The target/aid in the video was mentioned here: http://slingshotforu...stants-pdf-aid/

Or can be directly downloaded here: http://slingshotforu...8-shooting-aid/

BONUS:

As mentioned in the video, should you desire to upload a video, this is the thread to post it in.
This thread technically isn't a contest and more used to provide you an additional source for improving your "game", BUT I am offering additional incentive for members that partake in the exercise.
In an undetermined time I will periodically offer a chance to win a slingshot related "prize". Depending on how many participants there are, and how soon videos are submitted, will determine when and how often a "prize" is offered.

First prize offered:

*$25 credit* (supplied by me personally) towards any SSF supporting vendor purchase. (winner's choice)
Ending period for the first offer: Drawing occurs 3 weeks after an at least 5 members have participated.

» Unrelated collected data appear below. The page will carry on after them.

PR #101, opened 2017-11-15
[#152143894] Use oAuth for logging into concourse

LeePorte:
## What

This PR introduces Github oAuth to log into Concourse. An additional make target has been created to facilitate uploading of API credentials for authentication of users.

`# shellcheck disable=SC2046,SC2116` is used for the team creation command due to the shellcheck incorrectly reporting quoting errors and an unnecessary echo. 

## How to review

1. Create an oAuth application at https://github.com/settings/applications/new
1. Authorization callback URL should be `https://deployer.<your env>.dev.cloudpipeline.digital/auth/github/callback`
1. Store the client ID and Client secret in your personal pass store under the following locations `github.com/concourse/dev/client_id` and `github.com/concourse/dev/client_secret`
1. Checkout this branch and run `make dev upload-github-oauth GITHUB_PASSWORD_STORE_DIR=<your pass dir> DEPLOY_ENV= <your Env>`
1. Push the pipeline with the following command `BRANCH=$(git rev-parse --abbrev-ref HEAD) make dev pipelines CONCOURSE_TYPE=deployer-concourse CONCOURSE_HOSTNAME=deployer BOSH_INSTANCE_PROFILE=bosh-director-cf CONCOURSE_INSTANCE_TYPE=m4.xlarge CONCOURSE_INSTANCE_PROFILE=deployer-concourse ENABLE_COLLECTD_ADDON=true ENABLE_SYSLOG_ADDON=true ENABLE_GITHUB=true`
1. Run the `create-bosh-concourse` pipeline
1. once it has completed, login to team main using the login with Github button.

## Merging

Github API credentials are already in the persistent environment state buckets. Once merge to master the pipeline needs to be run in each environment.

## Who can review

Not @LeePorte or @46bit

### DIFF
--- a/concourse/pipelines/create-bosh-concourse.yml
+++ b/concourse/pipelines/create-bosh-concourse.yml
@@ -160,6 +160,13 @@ resources:
       region_name: ((aws_region))
       versioned_file: concourse-manifest.yml
 
+  - name: github-oauth-secrets
+    type: s3-iam
+    source:
+      bucket: ((state_bucket))
+      region_name: ((aws_region))
+      versioned_file: github-oauth-secrets.yml
+
 jobs:
   - name: init-bucket
     serial: true
@@ -279,6 +286,7 @@ jobs:
               paas-bootstrap/concourse/scripts/s3init.sh "((state_bucket))" id_rsa.pub paas-bootstrap/concourse/init_files/zero_bytes
               paas-bootstrap/concourse/scripts/s3init.sh "((state_bucket))" concourse.tfstate paas-bootstrap/concourse/init_files/terraform.tfstate.tpl
               paas-bootstrap/concourse/scripts/s3init.sh "((state_bucket))" concourse-secrets.yml paas-bootstrap/concourse/init_files/zero_bytes
+              paas-bootstrap/concourse/scripts/s3init.sh "((state_bucket))" github-oauth-secrets.yml paas-bootstrap/concourse/init_files/zero_bytes
 
   - name: vpc
     serial: true
@@ -1153,6 +1161,7 @@ jobs:
         - get: concourse-manifest
           passed: ['generate-concourse-config']
         - get: concourse-secrets
+        - get: github-oauth-secrets
 
       - task: get-and-upload-stemcell
         config:
@@ -1221,6 +1230,7 @@ jobs:
             - name: paas-bootstrap
             - name: concourse-manifest
             - name: concourse-secrets
+            - name: github-oauth-secrets
           params:
             CONCOURSE_HOSTNAME: ((concourse_hostname))
             SYSTEM_DNS_ZONE_NAME: ((system_dns_zone_name))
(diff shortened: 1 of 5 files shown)


concourse/pipelines/create-bosh-concourse.yml
```diff
@@ -1221,13 +1230,17 @@ jobs:
...
           params:
             CONCOURSE_HOSTNAME: ((concourse_hostname))
             SYSTEM_DNS_ZONE_NAME: ((system_dns_zone_name))
             CONCOURSE_ATC_USER: admin
             FLY_TEAM: ((aws_account))
             FLY_TARGET: ((deploy_env))
             FLY_CMD: ./paas-bootstrap/bin/fly
+            ENABLE_GITHUB: ((enable_github))
+            GITHUB_CLIENT_ID: ((github_client_id))
+            GITHUB_CLIENT_SECRET: ((github_client_secret))
```
alext, line 1243: Why are we passing these in here if the task is also pulling them out of the file from the state bucket? This seems to duplicate the same thing.

I don't think these 2 pipeline variables are necessary with the current implementation.

concourse/pipelines/create-bosh-concourse.yml
```diff
@@ -1237,6 +1250,38 @@ jobs:
...
+                  else
+                    export GITHUB_USERS="${GITHUB_PROD_USERS}"
+                  fi
+
+                  ./paas-bootstrap/concourse/scripts/fly_sync_and_login.sh
+                  # shellcheck disable=SC2046,SC2116
+                  ${FLY_CMD} -t "${FLY_TARGET}" set-team -n "${FLY_TEAM}" \
+                    --github-auth-client-id "${GITHUB_CLIENT_ID}" \
+                    --github-auth-client-secret "${GITHUB_CLIENT_SECRET}"  \
+                    $(echo "$GITHUB_USERS") --basic-auth-username admin --basic-auth-password "${CONCOURSE_ATC_PASSWORD}" --non-interactive
```
alext, line 1273: I don't think we need to set this up for this team (only for the main team). We never log into this team, it only exists to serve as in indicator for which environment you're logging into (to help avoid prod being confused with dev for example)

concourse/pipelines/create-bosh-concourse.yml
LeePorte: Addressed in https://github.com/alphagov/paas-bootstrap/pull/102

(Drawing is based off of the number of members participating NOT number of videos submitted

Remember the main reason is to offer the opportunity for others to help, so post your videos with the intent of receiving replies









Thanks

LGD


----------



## philly

Great Video Greg, nice form and good shooting. Self analysis through video is a great tool to help improve your overall shooting. One thing i do is assess each shot as I am shooting and call out what I believed to be the cause for a missed shot. Then, when you review your vid you can see if your initial analysis was correct (bad release, droping front hand, change in anchor point, etc.). What this does is to allow you to form a data base in your head to allow for immediate correction as your shooting during a practice session.

Also, shooting with others. especially acomplished shooters is a tremendous aid. I am fortunate to have my Grandson who is very good and the NY Metro group to shoot with regularly and they often pick up slight differences in form that one does not realize has crept into thier routine.

Thanks for taking the time to make the vid and sharing your knowledge, we need to see more people shooting on a regular basis.
Philly


----------



## newconvert

LGD great idea, not only will this help us as individual shooters but it will also help others to gain confidence in joining competitions,great idea! cool vid!


----------



## treefork

Awesome idea !


----------



## treefork

Oh ya. Review your folllow thru on each shot. Seems if you extend a fraction of a sec for shot to clear, it will bring pattern up.


----------



## lightgeoduck

Thank you all for the comments!



treefork said:


> Oh ya. Review your folllow thru on each shot. Seems if you extend a fraction of a sec for shot to clear, it will bring pattern up.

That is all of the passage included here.